I think we had similar issues with the details of building the Saturn V rocket.
““tribal knowledge” — information that was passed from older members of the team to new members”
That is the way the old Guild system worked.
Don’t tell anybody but your tribe how to do something to protect your jobs.
It happens today with IT projects. The folks that built it retire. Nobody new knows how to do it that way. Remember the Y2K horror stories and the search for the hold coders?
So they spend buckets o’ money on new tech, with new folks that will be gone in a few years. Rinse. Repeat.
Great for the Tribe. Bad for everybody else.

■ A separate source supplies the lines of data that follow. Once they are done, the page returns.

PR #719, opened 2022-03-07
deleted LIT2860RepCh141 and LIT5777MalkKiros , doublets of  LIT2851RepCh133

thea-m:
(https://github.com/BetaMasaheft/Documentation/issues/1984)


2001-3000/LIT2851RepCh133.xml
```diff
@@ -4,7 +4,8 @@ type="application/xml" schematypens="http://purl.oclc.org/dsdl/schematron"?><TEI
    <teiHeader xml:base="https://betamasaheft.eu/">
       <fileDesc>
          <titleStmt>
-            <title xml:id="t1">Malkǝʾ-hymn to St Qirqos</title>
+            <title xml:id="t1" xml:lang="en">Malkǝʾ-hymn to St Qirqos</title>
+            <title xml:lang="en" xml:id="t2">Malkǝʾ-hymn to St Kiros</title>
```
DenisNosnitsin1970, line 8: Actually, this is very strange, Qirqos and Kiros cannot be the same.

DenisNosnitsin1970 (changes requested):

2001-3000/LIT2851RepCh133.xml
thea-m: Only Kiros is mentioned in the manuscripts, "cyr" or "cyrus" in the catalogues, of which I think that Qirqos was our erroneous translation. I think Qirqos can be deleted.

eu-genia (approved):

PR #720, opened 2022-03-07
Update LIT2870RepCh151.xml

thea-m:


2001-3000/LIT2870RepCh151.xml
```diff
@@ -36,7 +36,7 @@ type="application/xml" schematypens="http://purl.oclc.org/dsdl/schematron"?><TEI
          <langUsage><language ident="en">English</language><language ident="gez">Gǝʿǝz</language></langUsage>
          <abstract>
            <p>The attribution of the hymn to John the Evangelist is based on <bibl><ptr target="bm:Chaine1913Rep"></ptr></bibl>. However,
-           according to <bibl><ptr target="bm:Wright1877BM"></ptr></bibl> it is addressed do John the Baptist, whereas
+           according to <bibl><ptr target="bm:Wright1877BM"></ptr></bibl> it is addressed to John the Baptist, whereas
```
DenisNosnitsin1970, line 39: I think the re-identification will remain shaky untill we extend a little bit the knowledge of the text body; here we cannot see more those six words that we have in Chaine's publication. Can we get and more text, from one source or another, especially in disambiguation cases?

DenisNosnitsin1970 (changes requested):

2001-3000/LIT2870RepCh151.xml
DenisNosnitsin1970: Somehow it is difficult to digest this gaps - John the Baptis - the Evangelist - King Yohannes. Probably the author knew the subject he was writing about.

eu-genia (approved):

PR #1127, opened 2022-12-02
Update LULC and Biophysical Table descriptions

### LINKED ISSUE #1077: LULC and Biophysical table should mention LULC codes are unique
@newtpatrol mentioned in a Slack thread that:

>... the User Guide description for LULC and biophysical table do not specify that the integer codes must be unique. Since this seems like a quality that is common across all models that use an LULC and biophysical table, and these are now defined in the UG with investspec, I'd like to request that this be added to their description. This might involve changes to different inputs in different models (like current, future and baseline land cover in Habiat Quality), so will take a bit of thoroughness to check each model.

For LULC that should be an easy add in `spec_utils` where we define a LULC about section.

dcdenu4:
## Description
Updating `LULC.about` text in `spec_utils` to add suggestion of mentioning each LULC class type should be represented as a unique integer. Stopping short of mentioning how this relates to the Biophysical table as most models do this separately and some model specs with `LULC.about` aren't restricted to have a Biophysical table.

Updating consistency of Biophysical table `about` sections in model specs.

Fixes #1077 

## Checklist

### DIFF
--- a/HISTORY.rst
+++ b/HISTORY.rst
@@ -40,6 +40,8 @@ Unreleased Changes
     * Fixed a possible path traversal vulnerability when working with datastack
       archives.  This patches CVE-2007-4559, reported to us by Trellix.
       https://github.com/natcap/invest/issues/1113
+    * Updating descriptions for LULC about text and biophysical table for
+      clarity in model specs. https://github.com/natcap/invest/issues/1077
 * Habitat Quality
     * All spatial inputs including the access vector and threat rasters are
       now reprojected to the ``lulc_cur_path`` raster. This fixes a bug where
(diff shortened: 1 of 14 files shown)


dcdenu4:
Hey @emlys, I thought about adding some constants to `spec_utils` instead of repeating the `lucode` text everywhere but decided against it because this wasn't an established practice in `spec_utils` for just text. Let me know what you think.

emlys (changes requested):
@dcdenu4 it looks good to me, I think if you want to make a spec_utils constant for the commonly repeated phrases that would be neat. Looks like the tests are just failing with a missing parentheses.

dcdenu4:
Thanks @emlys, I just put the repeated biophysical LULC column about text in a constant in spec_utils. Let me know what you think!

emlys (approved):
Looks good!

PR #1129, opened 2022-12-05
Add ErrorBoundary to catch exceptions in react tree

### LINKED ISSUE #1119: Workbench uncaught exceptions in React
A few people have reported the Workbench starting up with a "blank screen":
image

I think this probably indicates an uncaught exception in a react component. The browser hasn't crashed and the main nodejs process seems fine also, looking at the logs.

Jade reports the Workbench was working fine for a while, then crashed one time, and then this started happening every time she starts the workbench, even after re-installing it.

I'm not sure what problem would persist between sessions, though there are a couple things the workbench looks for on the filesystem on startup.

First step is to setup a react `ErrorBoundary` to catch and log exceptions that we might be missing now. Especially since devtools is disabled in production.

davemfish:
This fixes the "blank screen problem" that has been reported a couple times. Any UncaughtExceptions in the React tree will now go to a fallback UI known as an Error Boundary. And since we're catching them now, we can also log the exceptions. 

There's also a fix here for the bug in `HomeTab` that revealed the need for this Error Boundary.

Fixes #1119 

Capture

## Checklist


workbench/vite.config.js
```diff
@@ -15,7 +15,7 @@ export default defineConfig({
   build: {
     mode: process.env.MODE,
     sourcemap: 'inline',
-    minify: process.env.MODE !== 'development',
+    minify: false,
```
emlys, line 18: Is this related to the issues addressed in this PR?

emlys (commented):
@davemfish this is really neat! The "something went wrong" screen looks very professional.

I just had a question about the vite config change. And also, is it expected that `job.argsValues` is missing sometimes? When would that occur?

davemfish:
> @davemfish this is really neat! The "something went wrong" screen looks very professional.

Thanks!
> 
> I just had a question about the vite config change. And also, is it expected that `job.argsValues` is missing sometimes? When would that occur?

It's not expected that it would be missing, but it did happen and that led to the uncaught exception that was the impetus for this whole error boundary. I'm not exactly sure how it happened, but I'm guessing the application was closed or crashed at just the wrong moment, when the `job` was being written to the local database. Then next time the app was opened, it tried loading a `job` with no `argsValues`. 

It's probably good practice to do this type of safeguarding any time we're reading data from the local system. Because who knows what could happen to that data when we're not looking.

workbench/vite.config.js
davemfish: Yeah, good question. It is related because now that we're logging error traceback from browser exceptions, it's much nicer to have un-minified code in that traceback. Otherwise we have to figure out how to decode it with source maps.

Plus the size difference in the bundle is completely negligible in the context of all the invest & electron binaries. Minification is really just meant for app's distributed over the network, I think.

emlys (approved):
thanks @davemfish!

watch " the African Queen" , Humphrey Bogart knew where and how hard to kick the boiler to keep it from blowing up. That wasnt in any manual.
I hired on at a semiconductor company only to find that their process was 100% 'tribal knowledge'.
Took me a couple years to document every. single. step.
As a side effect I doubled the yield...
Fortunately, SpaceX is building better rockets than the Saturn V ever was.
So in this area, we are exceeding the capabilities of the past.
On bottoms up after a trip we routinely burned gas flares of 60 to 100 feet high having learned to monitor the bubble point depth and circulate out on the BOP until all was clear. It was like tickling the dragon's tale sometimes but we had people who had acquired the skills and nerve to do it reliably. You also had to have the right tools and be rigged up well and tested better to do it. I doubt it could be done again today. I doubt anyone would let us.